A new pacemaker the size of a dime has the potential to reduce risks and complications by combining a wireless form factor with a battery-less circuit board.
Pacemakers are one of the most common implantable medical devices, with 2.9 million Americans receiving pacemakers between 1993 and 2009. Yet the life-saving devices also come with significant risks.
Up to 5% of all recipients experience a complication from an implanted pacemaker, with the most common stemming from the wires, or “leads,” connecting the pacemaker to the heart tissue. Leads can get dislodged and cause infection, bleeding, even heart perforation.
Now, a new wireless pacemaker could help eliminate some of the most significant risks from pacemakers. At 16 mm high and 3.8 mm wide, the new pacemaker, developed by researchers at Rice University and the Texas Heart Institute (THI), is compact enough to be inserted directly into the heart.
Unlike other pacemaker designs, the new model does not require an integrated battery, and instead draws power from microwaves emitted by an external battery pack. The battery can be implanted under the skin below a patient’s armpit. A paper describing the design — authored by Aydin Babakhani and Yuxiang Sun of Rice, Brian Greet, David Burkland and Mehdi Razavi of Baylor College and THI, and Mathews John of THI — was presented at the 2017 International Microwave Symposium.
Traditional pacemakers are implanted between a patient’s skin and rib cage, so surgeons can easily access the device to replace batteries as needed. But the electric current that triggers a regular heartbeat must then be transmitted from the battery via leads threaded through blood vessels to each site requiring stimulation in the cardiac tissue. Since some of the most common complications from the pacemaker, including collapsed lung, infection, bleeding, and heart perforation, result from lead dislodgement, more leads creates more opportunity for complication.
With the Rice University design, the battery transmitter is positioned just below the skin and is separated from the pacemaker itself. This means the pacemaker can be implanted directly on the site of stimulation, eliminating the need for leads connecting heart to battery and requiring less invasive surgery for battery replacements.
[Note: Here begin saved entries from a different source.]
PR #447, opened 2015-12-16
core: rewrite add_interfaces() with getifaddrs() based implementation

celan69:
To make IPV6 work with Solaris, add_interfaces() had to be modified.
I decided to reimplement it with a getifaddrs() based implementation,
which is available from Solaris 11 upwards, and also on FreeBSD and
Linux. By default, the latter continues to use the netlink based
variant.


miconda:
Thanks! Merged.

PR #448, opened 2015-12-16
presence : fix notify version when subs_mode <> 3

lazedo:
when subs_mode <> 3 the notify version is always the same (first watcher) for all watchers


miconda:
Thanks, you can merge it.

PR #450, opened 2015-12-17
cfgt: second pass at documentation update

giavac:
Adds Usage section with .cfg snippet


linuxmaniac:
Just a minor change needed

giavac:
If you have a sanitised/meaningful example of the JSON in a "flow" element, it'd be worth adding it too.
Or I can add some I've generated, if you want.

PR #927, opened 2017-01-13
ims_*: fix  inline function xxx declared but never defined

linuxmaniac:
* move inline functions to bin_utils.h
* clang-format bin_utils.* files


miconda:
Does it worth moving the functions to .h file? It is a consistent size of code there, maybe just removing the 'inline' is better, probably the compiler is ignoring it anyhow and having it inside the .h means bigger object files for each .c including the .h.

PR #928, opened 2017-01-13
registrar: save() returns separate code on 503 generation

lbalaceanu:
We would like to know when the save("location") has generated a 503 message and as such we are thinking of modifying the save() function to return a code (like -2) for this error.

The default behaviour now seems to be that most errors in save() log a notice message, generate a reply via reg_send_reply() and then make sure that config doesn't go on with processing by returning 0. (tag "error:" in save() function definition)

Are you ok with such an intrusion in the code? 

Thank you

Also, do you see an alternative to determining that this 503 message has been generated?


miconda:
Thanks, it can be merged, but it needs also a note in the docs about the new return code.

More about the return code of the save() -- returning 0 seems to be a bug right now, because there is a flag to control if the reply should be sent or not from the code -- REG_SAVE_NORPL_FL.

```
error:
	update_stat(rejected_registrations, 1);
	if (is_route_type(REQUEST_ROUTE) && !is_cflag_set(REG_SAVE_NORPL_FL) )
		reg_send_reply(_m);

	return 0;
```

It should be a negative value and let the config writer to write a log, etc. and do exit. The default config file is expecting this in:

```
     if (!save("location")) {
          sl_reply_error();
      }
      exit;
```

Probably more different return codes can be used in order to differentiate between various error cases.

lbalaceanu:
Thanks for the input. I updated the pull request.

In addition, because the pacemaker is designed as a compact “capacitor,” multiple devices can be implanted at different sites of the heart that require regulation.
Credit: Tami Tolpa; Source: Mehdi Razavi Texas Heart Institute and Baylor College of Medicine via Scientific American
A 2015 study found that 4 – 5% of all recipients experienced early complications from an implanted pacemaker, while 2.7% experienced later complications, according to the Annals of Translational Medicine.
With pacemakers becoming more common and patient demographics skewing older and sicker, the combination of more implants and potentially frailer recipients have heightened the risks associated with traditional pacemakers. By eliminating the leads entirely, the Rice University pacemaker avoids potentially serious complications without sacrificing functionality.
This is not the first foray into wireless pacemakers. The Food and Drug Administration recently approved a model produced by Medtronic in 2016 that could be implanted inside the right ventricle of the heart. However, Medtronic’s wireless pacemaker combined the battery and circuit board into one unit that must be surgically removed in its entirety for battery replacements. The size of these wireless pacemakers also limits them to a single implantation, making them unavailable to patients who require dual-chamber or biventricular pacing.
By removing the battery from the central pacemaker circuit board, the Rice University device cuts down significantly on the need for invasive procedures for routine battery maintenance, limits signal interruptions during maintenance procedures, and enables pacemakers to be positioned at multiple locations on the heart.
Dr. Mehdi Razavi, director of clinical arrhythmia research and innovation at the Texas Heart Institute and associate professor at Baylor College of Medicine, as well as a collaborator on the project, declared that the new pacemaker represented the “Triple Crown” of arrhythmia treatment: external powering, wireless pacing, and defibrillation “that is not only painless but is actually imperceptible to the patient.”